By coating bacteria with polymer layers that protect them from the acids and bile salts found in the digestive tract, scientists from MIT have developed a new strategy for delivering large numbers of beneficial bacterial to the human gut.
The human digestive tract contains trillions of bacteria, many of which help digest food and fight off harmful bacteria. Recent studies have shown that some of these bacteria may influence, for better or worse, human diseases such as diabetes, heart disease, and cancer.
As scientists have learned more about these bacteria, many have raised the possibility that manipulating these populations, known collectively as the microbiome, could improve human health.
Looking toward that future, a team of MIT scientists has developed a strategy for delivering large numbers of beneficial bacterial to the human gut.
“Once the microbiome is better understood, we can use this delivery platform to target certain areas and introduce certain species there,” says Ana Jaklenec, a research scientist at MIT’s Koch Institute for Integrative Cancer Research and one of the senior authors of a paper describing this approach in the September 12 issue of the journal Advanced Materials.
Jaklenec and colleagues developed a way to coat bacteria with polymer layers that protect them from the acids and bile salts found in the digestive tract. When the microbes reach the intestine, they attach to the intestinal lining and begin reproducing.
“The bacteria are delivered and they adhere to the intestinal wall, where they survive much better than noncoated bacteria,” says Koch Institute postdoc Aaron Anselmo, the paper’s first author.
Robert Langer, the David H. Koch Institute Professor at MIT and a member of the Koch Institute, is also a senior author of the paper. Other authors are postdoc Kevin McHugh and technical assistant Jamie Webster.
Doctors sometimes recommend beneficial bacteria, also known as probiotics, for patients suffering from GI illnesses such as colitis and Crohn’s disease. However, these over-the-counter probiotic supplements may contain varying amounts of bacteria, and may include cells that are no longer viable. Furthermore, these probiotics have no protective coating, so they can be damaged by acid in the stomach before reaching the intestines.
The MIT team decided to try coating bacterial cells with thin layers of polysaccharides, or sugars. They chose two biodegradable polysaccharides known as chitosan and alginate, which have been previously used in other oral delivery technologies. These polysaccharides are known to be mucoadhesive, meaning that they will stick to the mucosal lining of the intestines.
In this study, the researchers demonstrated their technique with a strain of bacteria known asBacillus coagulans, which is sometimes used to treat colitis and irritable bowel syndrome. This strain is not normally found in the human gut but helps to alleviate abdominal pain and bloating by producing lactic acid.
To coat the bacteria, the researchers used a technique known as layer-by-layer encapsulation, achieved by depositing thin, alternating layers of positively and negatively charged materials.Bacillus coagulans have a negatively charged surface, so the researchers first applied a layer of chitosan, which is positively charged, followed by a layer of negatively charged alginate. They applied a total of four layers (two of each polysaccharide).
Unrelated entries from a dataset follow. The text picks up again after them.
PR #219, opened 2025-03-31
8353241: [CRaC] Support ZGC

rvansa:
During my tests with https://github.com/CRaC/example-spring-boot I could not get the image size as low as with G1, but the presented changes improve the image footprint. As as anecdotal data, the image is 177 MB with G1 while 215 MB with ZGC (fastdebug build, `-Xmx1G`).

---------
### Progress

### Issue
 * [JDK-8353241](https://bugs.openjdk.org/browse/JDK-8353241): [CRaC] Support ZGC (**Enhancement** - P4)

### Reviewers
 * [Timofei Pushkin](https://openjdk.org/census#tpushkin) (@TimPushkin - Author)

### Reviewing

Checkout this PR locally: \
`$ git fetch https://git.openjdk.org/crac.git pull/219/head:pull/219` \
`$ git checkout pull/219`

`$ git checkout pull/219` \
`$ git pull https://git.openjdk.org/crac.git pull/219/head`

</details>

Checkout this PR locally: \
`$ git pr checkout 219`

`$ git pr show -t 219`

</details>

<a href="https://git.openjdk.org/crac/pull/219.diff">https://git.openjdk.org/crac/pull/219.diff</a>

“It’s a reasonably gentle process, so you’re not destroying the bacteria,” Jaklenec says.
This results in a very thin, gel-like coating that individually encapsulates each bacterial cell. In tests in mice, the researchers showed that this coating protects the cells from acid in the stomach, as well as bile salts. Once the cells reach the intestines, they settle in and begin replicating. The researchers found that the coated bacteria had a survival rate six times greater than that of uncoated bacteria.
“Increasingly, scientists are learning that the microbiome plays an important role in many diseases, yet the technological tools to safely, effectively, and precisely engineer the microbiome are lacking. This research may help in this effort by creating delivery vehicles that can more effectively shuttle desirable probiotics safely through stomach acid and bile salts to reach the intestines, with the potential to modify human disease,” says Jordan Green, an associate professor of biomedical engineering at the Johns Hopkins University School of Medicine, who was not involved in the research.
This kind of oral probiotic delivery could replace an experimental treatment known as fecal transplant, which is now in clinical trials to treat infections of Clostridium difficile, which can produce severe inflammation of the colon. Fecal transplant involves isolating beneficial bacteria from stool samples of healthy people and delivering them to a patient by enema or colonoscopy.
For medicinal use, the coated bacteria could be easily packaged into a capsule or made into a dried powder that could be mixed into a drink, the researchers say.
This strategy should work with any kind of bacteria that has a charged surface, whether positive or negative, and it could also work with other microbes such as yeast, the researchers say. They are now working on making the coatings responsive to acidity levels, which could make it easier to target them to other parts of the GI tract, such as the colon. They are also interested in adapting this approach to deliver microbes to other parts of the body such as the skin or mouth.
Reference: “Layer-by-Layer Encapsulation of Probiotics for Delivery to the Microbiome” by Aaron C. Anselmo, Kevin J. McHugh, Jamie Webster, Robert Langer and Ana Jaklenec, 12 September 2016, Advanced Materials.